START Excerpted records

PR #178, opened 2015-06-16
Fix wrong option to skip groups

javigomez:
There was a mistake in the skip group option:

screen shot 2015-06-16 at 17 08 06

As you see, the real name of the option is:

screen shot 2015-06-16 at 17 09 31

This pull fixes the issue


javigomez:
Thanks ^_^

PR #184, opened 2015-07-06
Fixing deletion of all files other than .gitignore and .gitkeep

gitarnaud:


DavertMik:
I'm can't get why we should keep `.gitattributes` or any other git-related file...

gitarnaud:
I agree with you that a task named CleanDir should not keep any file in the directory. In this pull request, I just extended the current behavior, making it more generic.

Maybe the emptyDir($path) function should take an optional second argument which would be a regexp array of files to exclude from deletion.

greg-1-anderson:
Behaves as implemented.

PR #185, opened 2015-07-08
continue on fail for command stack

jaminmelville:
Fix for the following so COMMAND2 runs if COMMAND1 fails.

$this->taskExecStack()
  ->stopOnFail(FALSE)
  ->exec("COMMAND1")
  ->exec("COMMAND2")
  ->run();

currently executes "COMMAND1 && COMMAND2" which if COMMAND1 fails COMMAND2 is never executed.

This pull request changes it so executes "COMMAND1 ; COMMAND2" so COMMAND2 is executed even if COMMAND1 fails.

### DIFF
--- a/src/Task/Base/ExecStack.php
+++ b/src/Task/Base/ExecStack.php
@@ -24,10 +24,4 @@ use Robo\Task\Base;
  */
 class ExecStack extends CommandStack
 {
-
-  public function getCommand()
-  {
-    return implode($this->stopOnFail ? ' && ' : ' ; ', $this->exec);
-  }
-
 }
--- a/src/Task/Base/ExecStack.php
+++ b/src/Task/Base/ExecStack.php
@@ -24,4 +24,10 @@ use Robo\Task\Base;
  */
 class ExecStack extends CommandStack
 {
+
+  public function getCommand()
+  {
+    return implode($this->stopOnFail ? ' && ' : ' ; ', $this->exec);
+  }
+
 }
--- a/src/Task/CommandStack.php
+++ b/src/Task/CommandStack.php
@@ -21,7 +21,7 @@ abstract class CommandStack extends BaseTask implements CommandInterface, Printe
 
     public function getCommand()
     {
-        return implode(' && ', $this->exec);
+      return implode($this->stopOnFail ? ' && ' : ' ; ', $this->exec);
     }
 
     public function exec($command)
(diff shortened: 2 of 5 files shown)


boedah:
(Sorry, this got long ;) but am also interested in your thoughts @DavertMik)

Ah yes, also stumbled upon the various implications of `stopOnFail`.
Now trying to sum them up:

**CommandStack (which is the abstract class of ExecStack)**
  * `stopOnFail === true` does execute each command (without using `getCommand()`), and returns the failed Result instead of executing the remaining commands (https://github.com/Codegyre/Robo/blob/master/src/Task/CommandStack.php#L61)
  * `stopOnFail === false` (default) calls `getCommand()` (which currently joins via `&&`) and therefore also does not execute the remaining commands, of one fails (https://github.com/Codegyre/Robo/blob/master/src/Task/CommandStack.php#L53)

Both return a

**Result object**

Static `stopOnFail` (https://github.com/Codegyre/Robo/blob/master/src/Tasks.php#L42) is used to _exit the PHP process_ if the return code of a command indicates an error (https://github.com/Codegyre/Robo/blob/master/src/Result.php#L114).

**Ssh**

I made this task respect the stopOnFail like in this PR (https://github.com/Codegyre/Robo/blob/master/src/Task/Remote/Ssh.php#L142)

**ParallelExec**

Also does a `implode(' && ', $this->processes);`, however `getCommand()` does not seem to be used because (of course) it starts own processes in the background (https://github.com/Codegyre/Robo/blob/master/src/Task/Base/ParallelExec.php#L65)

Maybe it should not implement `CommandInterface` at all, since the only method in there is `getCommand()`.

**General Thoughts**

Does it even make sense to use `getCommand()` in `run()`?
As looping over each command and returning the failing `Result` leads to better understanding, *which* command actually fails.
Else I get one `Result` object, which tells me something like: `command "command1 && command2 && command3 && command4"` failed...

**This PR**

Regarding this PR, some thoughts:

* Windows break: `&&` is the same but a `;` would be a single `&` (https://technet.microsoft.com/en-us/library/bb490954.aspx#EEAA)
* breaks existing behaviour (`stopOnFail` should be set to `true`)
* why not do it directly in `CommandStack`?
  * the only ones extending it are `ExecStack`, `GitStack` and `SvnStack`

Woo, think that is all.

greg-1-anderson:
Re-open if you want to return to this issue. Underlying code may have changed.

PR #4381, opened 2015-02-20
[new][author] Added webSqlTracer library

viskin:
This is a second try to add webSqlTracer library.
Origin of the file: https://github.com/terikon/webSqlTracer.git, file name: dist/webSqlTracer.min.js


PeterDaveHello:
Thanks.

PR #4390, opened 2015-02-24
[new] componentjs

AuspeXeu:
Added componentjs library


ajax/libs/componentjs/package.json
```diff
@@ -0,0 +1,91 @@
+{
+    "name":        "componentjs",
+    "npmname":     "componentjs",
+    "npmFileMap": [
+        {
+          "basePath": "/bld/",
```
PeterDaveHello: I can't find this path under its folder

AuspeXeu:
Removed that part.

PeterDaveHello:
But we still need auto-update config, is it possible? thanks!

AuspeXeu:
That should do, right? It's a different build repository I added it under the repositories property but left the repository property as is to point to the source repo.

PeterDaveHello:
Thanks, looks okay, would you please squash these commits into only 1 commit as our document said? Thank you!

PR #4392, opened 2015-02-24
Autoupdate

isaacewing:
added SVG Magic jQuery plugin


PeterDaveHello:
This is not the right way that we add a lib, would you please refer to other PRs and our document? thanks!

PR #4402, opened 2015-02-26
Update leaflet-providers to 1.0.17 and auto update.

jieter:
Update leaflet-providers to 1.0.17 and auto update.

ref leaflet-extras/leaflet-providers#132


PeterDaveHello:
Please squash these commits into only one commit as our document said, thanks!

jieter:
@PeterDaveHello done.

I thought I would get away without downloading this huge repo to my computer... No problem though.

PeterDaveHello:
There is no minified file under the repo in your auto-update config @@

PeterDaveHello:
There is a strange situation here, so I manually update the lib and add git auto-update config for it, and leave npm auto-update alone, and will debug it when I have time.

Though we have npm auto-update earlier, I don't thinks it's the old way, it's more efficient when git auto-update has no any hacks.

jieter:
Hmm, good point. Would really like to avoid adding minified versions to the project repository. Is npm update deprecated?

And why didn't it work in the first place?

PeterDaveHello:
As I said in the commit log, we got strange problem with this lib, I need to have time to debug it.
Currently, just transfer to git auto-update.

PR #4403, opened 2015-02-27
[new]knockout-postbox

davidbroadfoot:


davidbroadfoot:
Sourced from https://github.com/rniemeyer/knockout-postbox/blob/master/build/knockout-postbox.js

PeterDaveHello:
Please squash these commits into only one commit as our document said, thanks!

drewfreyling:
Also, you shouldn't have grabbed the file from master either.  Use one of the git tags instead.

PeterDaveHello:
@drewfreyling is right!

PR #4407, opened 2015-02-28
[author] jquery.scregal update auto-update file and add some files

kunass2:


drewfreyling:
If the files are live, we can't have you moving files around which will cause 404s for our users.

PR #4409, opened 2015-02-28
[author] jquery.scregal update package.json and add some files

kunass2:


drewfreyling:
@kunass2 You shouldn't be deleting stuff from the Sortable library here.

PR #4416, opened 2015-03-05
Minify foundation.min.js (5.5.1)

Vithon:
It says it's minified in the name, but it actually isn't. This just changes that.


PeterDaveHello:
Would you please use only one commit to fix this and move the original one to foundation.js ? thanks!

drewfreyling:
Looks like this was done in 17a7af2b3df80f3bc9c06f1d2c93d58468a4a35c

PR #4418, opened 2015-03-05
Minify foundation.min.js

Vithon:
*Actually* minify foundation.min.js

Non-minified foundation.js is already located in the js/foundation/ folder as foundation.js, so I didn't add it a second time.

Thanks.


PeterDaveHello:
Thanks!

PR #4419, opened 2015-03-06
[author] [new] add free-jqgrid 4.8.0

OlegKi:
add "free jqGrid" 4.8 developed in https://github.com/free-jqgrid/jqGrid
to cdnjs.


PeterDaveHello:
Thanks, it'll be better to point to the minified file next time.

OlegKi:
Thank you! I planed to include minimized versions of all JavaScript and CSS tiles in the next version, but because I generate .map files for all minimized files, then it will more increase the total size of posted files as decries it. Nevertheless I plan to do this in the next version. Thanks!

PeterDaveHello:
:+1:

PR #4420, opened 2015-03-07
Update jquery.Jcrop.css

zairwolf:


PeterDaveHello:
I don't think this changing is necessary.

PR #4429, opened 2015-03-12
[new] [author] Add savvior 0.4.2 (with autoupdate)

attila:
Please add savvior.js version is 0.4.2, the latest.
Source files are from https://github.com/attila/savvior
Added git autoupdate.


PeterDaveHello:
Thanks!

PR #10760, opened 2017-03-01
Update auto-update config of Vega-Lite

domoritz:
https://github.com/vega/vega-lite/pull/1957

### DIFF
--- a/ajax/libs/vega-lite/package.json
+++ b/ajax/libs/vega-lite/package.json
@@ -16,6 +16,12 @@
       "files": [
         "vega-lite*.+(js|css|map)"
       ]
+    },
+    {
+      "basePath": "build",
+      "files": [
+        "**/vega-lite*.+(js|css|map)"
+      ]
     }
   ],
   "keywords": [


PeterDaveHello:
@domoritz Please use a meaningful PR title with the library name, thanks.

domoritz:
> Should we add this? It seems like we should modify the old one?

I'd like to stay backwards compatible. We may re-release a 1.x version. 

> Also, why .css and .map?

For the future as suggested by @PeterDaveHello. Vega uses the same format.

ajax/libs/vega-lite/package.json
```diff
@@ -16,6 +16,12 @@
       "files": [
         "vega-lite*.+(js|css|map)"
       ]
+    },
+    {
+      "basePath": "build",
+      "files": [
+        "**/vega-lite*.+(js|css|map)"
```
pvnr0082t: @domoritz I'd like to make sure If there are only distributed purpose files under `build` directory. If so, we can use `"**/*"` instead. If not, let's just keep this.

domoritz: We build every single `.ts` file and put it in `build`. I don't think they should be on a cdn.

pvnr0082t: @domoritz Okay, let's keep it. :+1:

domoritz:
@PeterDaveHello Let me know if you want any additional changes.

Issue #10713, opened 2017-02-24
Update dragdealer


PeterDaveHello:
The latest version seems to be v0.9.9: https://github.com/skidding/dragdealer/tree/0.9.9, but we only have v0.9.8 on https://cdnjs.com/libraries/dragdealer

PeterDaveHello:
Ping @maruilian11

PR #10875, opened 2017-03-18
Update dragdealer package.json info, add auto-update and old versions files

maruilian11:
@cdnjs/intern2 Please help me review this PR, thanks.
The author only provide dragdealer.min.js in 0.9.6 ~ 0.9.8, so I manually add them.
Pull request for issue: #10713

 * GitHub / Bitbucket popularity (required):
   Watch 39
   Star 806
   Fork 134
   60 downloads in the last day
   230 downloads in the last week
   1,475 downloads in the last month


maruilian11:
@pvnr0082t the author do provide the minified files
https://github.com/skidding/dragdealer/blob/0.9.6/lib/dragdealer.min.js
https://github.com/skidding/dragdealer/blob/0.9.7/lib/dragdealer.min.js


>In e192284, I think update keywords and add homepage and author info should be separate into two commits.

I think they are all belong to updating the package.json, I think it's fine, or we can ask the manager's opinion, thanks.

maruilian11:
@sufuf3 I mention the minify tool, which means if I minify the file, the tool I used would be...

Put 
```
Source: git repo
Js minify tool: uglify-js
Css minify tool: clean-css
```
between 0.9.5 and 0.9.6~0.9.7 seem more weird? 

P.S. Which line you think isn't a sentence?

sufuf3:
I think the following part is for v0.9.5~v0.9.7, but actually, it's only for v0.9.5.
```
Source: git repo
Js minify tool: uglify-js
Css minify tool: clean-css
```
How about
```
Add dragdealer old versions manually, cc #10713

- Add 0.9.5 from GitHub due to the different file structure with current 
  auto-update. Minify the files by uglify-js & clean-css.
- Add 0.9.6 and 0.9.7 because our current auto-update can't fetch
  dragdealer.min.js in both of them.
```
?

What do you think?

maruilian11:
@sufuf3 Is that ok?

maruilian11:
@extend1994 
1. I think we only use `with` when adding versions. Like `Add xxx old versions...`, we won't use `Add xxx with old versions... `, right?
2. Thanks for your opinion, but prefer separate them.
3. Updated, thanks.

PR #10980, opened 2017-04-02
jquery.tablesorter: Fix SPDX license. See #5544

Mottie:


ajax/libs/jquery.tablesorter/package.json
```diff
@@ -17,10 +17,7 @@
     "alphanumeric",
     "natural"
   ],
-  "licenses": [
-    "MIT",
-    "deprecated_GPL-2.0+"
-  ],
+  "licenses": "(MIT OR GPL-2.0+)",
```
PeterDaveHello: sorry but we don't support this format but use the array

END Excerpted records

- Task
Pull every line containing "CommandInterface" from the entries above and copy it.

- Exercise result
@@ -21,7 +21,7 @@ abstract class CommandStack extends BaseTask implements CommandInterface, Printe
Maybe it should not implement `CommandInterface` at all, since the only method in there is `getCommand()`.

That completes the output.